Because BRCA1 plays a central role in HR DNA repair (19), we next asked whether an HR defect induced by loss of other HR proteins would similarly cause the mitochondrial defect induced by BRCA1 depletion. In contrast to what was observed with BRCA1 depletion, depletion of BRCA2, a key participant in HR, did not cause defects in OCR (Supplementary Fig. S3A) but did disrupt HR, as shown by increased sensitivity to the PARP inhibitor olaparib (Supplementary Fig. S3B). Similar results were seen with RAD51 depletion, which did not affect OCR but did sensitize to olaparib (Supplementary Fig. S3C and S3D). Taken together, these results suggest that the role of BRCA1 in metabolism is independent of its role in HR and support a model in which BRCA1 deficiency reprograms mitochondrial metabolism in ovarian cancer.

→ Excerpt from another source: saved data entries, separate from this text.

PR #482, opened 2025-06-18
:chore: Remove notification dependency from use-personal-token hook

jpggvilaca:
## 📝 Description

* One less thing to worry about when moving PAT to @geti/core
* The hook should be responsible for the queries, not for extra actions.

## ✨ Type of Change

- [ ] 🔒 **Security update**
- [ ] 🧪 **Tests**

## 🧪 Testing Scenarios

- [x] ✅ Tested manually

## ✅ Checklist

### DIFF
--- a/web_ui/src/pages/user-management/personal-access-token-page/components/personal-access-tokens-menu.component.tsx
+++ b/web_ui/src/pages/user-management/personal-access-token-page/components/personal-access-tokens-menu.component.tsx
@@ -11,7 +11,9 @@ import { AxiosError } from 'axios';
 import dayjs from 'dayjs';
 
 import {
+    DELETE_ERROR,
     DELETE_MESSAGE,
+    UPDATE_ERROR,
     UPDATE_MESSAGE,
     usePersonalAccessToken,
 } from '../../../../core/personal-access-tokens/hooks/use-personal-access-token.hook';
@@ -68,7 +70,7 @@ export const PersonalAccessTokenMenu = ({ token }: PersonalAccessTokenMenuProps)
                         addNotification({ message: UPDATE_MESSAGE, type: NOTIFICATION_TYPE.DEFAULT });
                     },
                     onError: (error: AxiosError) => {
-                        const message = error?.message ?? DELETE_MESSAGE;
+                        const message = error?.message ?? UPDATE_ERROR;
                         addNotification({ message, type: NOTIFICATION_TYPE.ERROR });
                     },
                 }
@@ -81,8 +83,11 @@ export const PersonalAccessTokenMenu = ({ token }: PersonalAccessTokenMenuProps)
             deletePersonalAccessTokenMutation.mutate(
                 { organizationId, userId: activeUser.id, tokenId: token.id },
                 {
+                    onSuccess: () => {
+                        addNotification({ message: DELETE_MESSAGE, type: NOTIFICATION_TYPE.DEFAULT });
+                    },
                     onError: (error: AxiosError) => {
-                        const message = error?.message ?? DELETE_MESSAGE;
+                        const message = error?.message ?? DELETE_ERROR;
                         addNotification({ message, type: NOTIFICATION_TYPE.ERROR });
                     },
                 }
--- a/web_ui/src/pages/user-management/personal-access-token-page/components/personal-access-tokens-menu.component.tsx
+++ b/web_ui/src/pages/user-management/personal-access-token-page/components/personal-access-tokens-menu.component.tsx
@@ -7,11 +7,18 @@ import { useUsers } from '@geti/core/src/users/hook/use-users.hook';
 import { ActionButton, Flex, Item, Menu, MenuTrigger, Text } from '@geti/ui';
 import { Delete, Edit, MoreMenu } from '@geti/ui/icons';
 import { useOverlayTriggerState } from '@react-stately/overlays';
+import { AxiosError } from 'axios';
 import dayjs from 'dayjs';
 
-import { usePersonalAccessToken } from '../../../../core/personal-access-tokens/hooks/use-personal-access-token.hook';
+import {
+    DELETE_MESSAGE,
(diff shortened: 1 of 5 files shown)


dwesolow:
TBH I don't agree with this change. I like the previous implementation where the hook is responsible for the whole PAT logic/behavior. In this PR, whenever I'd like to reuse the hook, I'd need to provide `onSuccess` etc with notifications each time instead of reusing the hook with encapsulated behavior.

jpggvilaca:
> TBH I don't agree with this change. I like the previous implementation where the hook is responsible for the whole PAT logic/behavior. In this PR, whenever I'd like to reuse the hook, I'd need to provide `onSuccess` etc with notifications each time instead of reusing the hook with encapsulated behavior.

While I understand your argument, i'd disagree because the hook is doing more than 1 thing. It's handling queries AND triggering notifications. This way we keep things separate and let the UI component customise its own notification. For instance if you need a custom notification message, you would need to pass it to the query, increasing coupling.

There's also a middleground, like adding these props to the meta key, i.e.

`useMutation(trainModel, {
      meta: {
           successMessage: 'bla bla',
           errorMessage: 'bla bla'
      }
}`

But againt this is polluting the mutation itself. Furthermore. We might not even want a notification, and in that case, we cannot have this behavior because the hook doesnt allow us to.

In any case, i think we'll end up removing  MOST of them even from the components, by adding the notification trigger on the query/mutation cache itself, like we have right now on "web_ui/src/providers/query-client-provider/query-client-provider.component.tsx".

Let's see what others think as well.

camiloHimura:
That’s a good point, @jpggvilaca, but at the same time, I agree with @dwesolow that this approach would mean writing more code in every use case. Since all `onErrors` currently follow the same pattern, I think the hook should handle it internally.

jpggvilaca:
> That’s a good point, @jpggvilaca, but at the same time, I agree with @dwesolow that this approach would mean writing more code in every use case. Since all `onErrors` currently follow the same pattern, I think the hook should handle it internally.

From my POV i dont think it's more code. We just move it from the hook to the consumer UI. We often want customised notifications so in this case we dont need to pass them on to the hook but use them directly.

I'm currently working on 

```
const mutationCache = new MutationCache({
        onError: (error) => {
            // TODO: If we decide to add an "opt-out" mechanism we can use the same logic
            // as query cache and use the `meta` field
            if (isAxiosError(error)) {
                const message = error.message;
                notify.current({
                    message: typeof message === 'string' ? message : getErrorMessage(error),
                    type: NOTIFICATION_TYPE.ERROR,
                });
            }
        },
    });
```

Which follows the same approach as our queryCache. This means that you can do a cmd+shift+f for 

`addNotification({ message: getErrorMessage(error), type: NOTIFICATION_TYPE.ERROR });`

And we can remove all of those. Meaning this PR would be a non-issue once that is in place.

But if everyone's against ofc i can easily close this PR

web_ui/src/pages/user-management/personal-access-token-page/components/personal-access-tokens-menu.component.tsx
```diff
@@ -7,11 +7,20 @@ import { useUsers } from '@geti/core/src/users/hook/use-users.hook';
...
 import dayjs from 'dayjs';
 
-import { usePersonalAccessToken } from '../../../../core/personal-access-tokens/hooks/use-personal-access-token.hook';
+import {
+    DELETE_ERROR,
+    DELETE_MESSAGE,
+    UPDATE_ERROR,
+    UPDATE_MESSAGE,
+    usePersonalAccessToken,
+} from '../../../../core/personal-access-tokens/hooks/use-personal-access-token.hook';
```
MarkRedeman: I think this part feels counter intuitive to me here: on the one hand we want the consumer of the hook to choose what notifications to choose, but we end up with adding back tight coupling because we only use data from the hook's file.

camiloHimura:
> From my POV i dont think it's more code. We just move it from the hook to the consumer UI. We often want customised notifications so in this case we dont need to pass them on to the hook but use them directly.

Thanks for the context, I like that approach 👍🏼

MarkRedeman (commented):
I think that I'd prefer if we either:
1. Remove as much occurances of `useNotification` as possible and rely on inline error messages instead. So in this example instead of showing the notification at the bottom of the screen, we should give the "create" button a visual that indicates that an error happened (with the option to retry) and add a error message inside of the modal, not at place that is not related to the modal.
2. If we want to be lazy: apply the `meta` approach that we did with our queries so that we don't need to do `const { addNotification } = useNotification` everywhere.

web_ui/src/pages/user-management/personal-access-token-page/components/personal-access-tokens-menu.component.tsx
jpggvilaca: The component was already coupled with the hook, it wont work without it. Maybe it's because you see all message imports? I guess i could also move them here to this file, where they are used, wdyt?

MarkRedeman: Yeah but before the notification messages and sending the notifications were both in the `usePersonalAccessToken` hook, and now we have the messages in the hook, but sending them is being done by the consumer.
This feels odd because it gives the impression that the hook intents for notifications to be send but doesn't do so.

> I guess i could also move them here to this file, where they are used, wdyt?

Yeah that would be better imho.

But I'd prefer us to implement the first point I mentioned above (not using notifications for errors and inline them instead), I think that will result in a better UX.

jpggvilaca: Moved constants to the dialog

pplaskie (approved):

camiloHimura (approved):

dwesolow (approved):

Upregulation of NNMT drives the metabolic alteration caused by BRCA1 depletion

To gain insight into how CDK12 and BRCA1 depletion affected mitochondrial respiration, we analyzed an RNA-seq dataset from control and CDK12-depleted OVCAR-8 cells (Supplementary Table S1). Consistent with previously published RNA-seq analyses (3, 20), CDK12 depletion altered the expression of genes involved in DNA replication, DNA repair, RNA processing, and RNA splicing (Supplementary Table S1). However, we also noticed that NNMT mRNA levels were increased approximately 4-fold in the CDK12-depleted cells (Supplementary Table S1). Because NNMT has been implicated in mitochondrial energy metabolism (11, 13, 21), and it is frequently overexpressed in multiple cancers (12), including HGSOC (13, 14), we asked (i) whether BRCA1 levels affected NNMT levels in cell lines and human tumors and (ii) whether NNMT overexpression could drive the decrease in OCR.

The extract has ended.